Problematisch wird es, wenn mehrere Symptome zusammenkommen und über längere Zeit anhalten. „Der Körper redet mit uns“, erklärte der Referent und forderte dazu auf, zuzuhören und darauf zu reagieren. Anstatt an den Ursachen etwas zu verändern, würden aber häufig nur die Symptomen behandelt.
Kontakte geben Kraft
Wie schnell die Schwelle der Belastbarkeit erreicht ist, hängt von verschiedenen Faktoren ab. Krisen wie die Corona-Zeit haben beispielsweise dazu geführt, dass die psychische Belastbarkeit der Menschen abgenommen hat. Denn der Kontakt zu anderen Menschen gibt Kraft, schwierige Situationen durchzustehen. Während der Pandemie waren solche Kontakte aber kaum möglich. „Das hat unserer Psyche geschadet“, sagte der Psychologe.
Ressourcen aktivieren
Der Mensch hat aber die Möglichkeit, die Schwelle der Belastbarkeit zu erhöhen, indem er Ressourcen mobilisiert. Ressourcen, die unsere mentale Gesundheit stärken, sind zum Beispiel die Familie, Freunde, ein angenehmes Wohnumfeld, die Mitgliedschaft in Vereinen oder auch eine Psychotherapie. Einige Ressourcen stecken in jedem selbst, wie eine optimistische Denkweise, Mut oder Handlungsfähigkeit. Andere sind ganz praktischer Natur, zum Beispiel ein Rollator. Zur Ressource wird etwas aber erst dann, wenn es genutzt wird. Ein Rollator, der ungenutzt in der Ecke steht, bringt den Menschen keinen Meter weiter.

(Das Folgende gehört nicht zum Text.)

PR #459, opened 2021-08-05
Fixes issue with recipients query

josejulio:
Look like the `AuthRequestfilter` does not process the `@PostProcess`, maybe related to this one: https://github.com/quarkusio/quarkus/issues/5752

Maybe it works on quarkus 2.0+? Anyway, meanwhile I'm going to use the constructor to load the required params.

### DIFF
--- a/backend/src/main/java/com/redhat/cloud/notifications/recipients/rbac/AuthRequestFilter.java
+++ b/backend/src/main/java/com/redhat/cloud/notifications/recipients/rbac/AuthRequestFilter.java
@@ -7,9 +7,6 @@ import org.eclipse.microprofile.config.Config;
 import org.eclipse.microprofile.config.ConfigProvider;
 import org.jboss.logmanager.Level;
 
-import javax.annotation.PostConstruct;
-import javax.enterprise.context.ApplicationScoped;
-import javax.inject.Inject;
 import javax.ws.rs.client.ClientRequestContext;
 import javax.ws.rs.client.ClientRequestFilter;
 import java.io.IOException;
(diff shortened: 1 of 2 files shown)


bennetelli (commented):
The documentation of javax.ws.rs.client.ClientRequestFilter says: "An extension interface implemented by client request filters. Filters implementing this interface MUST be annotated with @Provider to be discovered by the runtime. This type of filters is supported only as part of the Client API."

Do we need to do this, too? Does Quarkus do this or is this just not necessary anymore?

josejulio:
> The documentation of javax.ws.rs.client.ClientRequestFilter says: "An extension interface implemented by client request filters. Filters implementing this interface MUST be annotated with @Provider to be discovered by the runtime. This type of filters is supported only as part of the Client API."

Maybe that is what I was missing :D

bennetelli:
> > The documentation of javax.ws.rs.client.ClientRequestFilter says: "An extension interface implemented by client request filters. Filters implementing this interface MUST be annotated with @Provider to be discovered by the runtime. This type of filters is supported only as part of the Client API."
> 
> Maybe that is what I was missing :D

Could be :D

bennetelli:
I mean, if you tested it and it's working, than I can also approve it. I don't prefer that one way over the other.

josejulio:
> I mean, if you tested it and it's working, than I can also approve it. I don't prefer that one way over the other.

So I  was looking it at more detail and followed the PR i mention on the first comment. I couldn't see what's wrong, but it works (using the same quarkus version we use) on the sample. 

Anyhow regarding the `Provider` it appears that you have to add it if you want to have a global filter, if not, adding the `RegisterProvider` annotation on the specific client works.

So yes, this is working as we need.

bennetelli (approved):

josejulio:
+1
Lets merge it quickly before @gwenneg sees ;)

bennetelli:
Psssssscht! Not that loud! :P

Die eigene Resilienz stärken
Jeder hat die Möglichkeit, seine Resilienz zu beeinflussen. René Träder nennt dafür acht Faktoren:
1. Kontakte zu anderen Menschen knüpfen und pflegen: Der Psychologe rät zum Beispiel dazu, Personen, die einem nahestehen, regelmäßig Wertschätzung und Dankbarkeit zu zeigen.
2. Verantwortung übernehmen: Überlegen Sie, was Sie selbst tun können, um ein gutes Leben zu haben. Nach einem Schicksalsschlag ist es wichtig, die Opferrolle so schnell wie möglich wieder zu verlassen.
3. Akzeptieren: Das Problem sollte klar benannt werden. Nur wer sich eingesteht, dass er in einer Ehekrise steckt oder ein Alkoholproblem hat, kann Lösungen finden.
4. Die Zukunft im Blick haben: Menschen sollten Ziele haben und täglich daran arbeiten, den Zielen ein Stück näherzukommen.
5. Lösungen suchen: Überlegen Sie, was Sie selbst tun können, um ein Problem zu lösen. Dabei darf es auch zu Fehlern kommen. Seien Sie offen für neue Wege.
6. Optimismus: Gut ist ein Grundvertrauen: Das wird schon klappen! Um Optimismus zu trainieren, schlägt der Psychologe vor: Überlegen Sie jeden Abend, was an dem Tag gut war.
7. An sich selbst glauben: Die innere Überzeugung, schwierige Situationen gut meistern zu können, wird auch als Selbstwirksamkeit bezeichnet.
8. Erholung: Pausen müssen gezielt eingeplant werden. Manchmal reicht es schon, für eine Minute die Augen zu schließen und kurz abzuschalten.